_Problem description_.
After checking the listing below, say how many of its lines contain the string "upgrade". Only the number is needed.
---------------
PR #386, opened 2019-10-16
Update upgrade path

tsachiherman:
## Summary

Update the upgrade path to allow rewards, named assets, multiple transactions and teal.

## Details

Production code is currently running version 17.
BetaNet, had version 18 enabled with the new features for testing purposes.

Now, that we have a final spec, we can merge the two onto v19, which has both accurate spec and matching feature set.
---------------
_The answer_.
2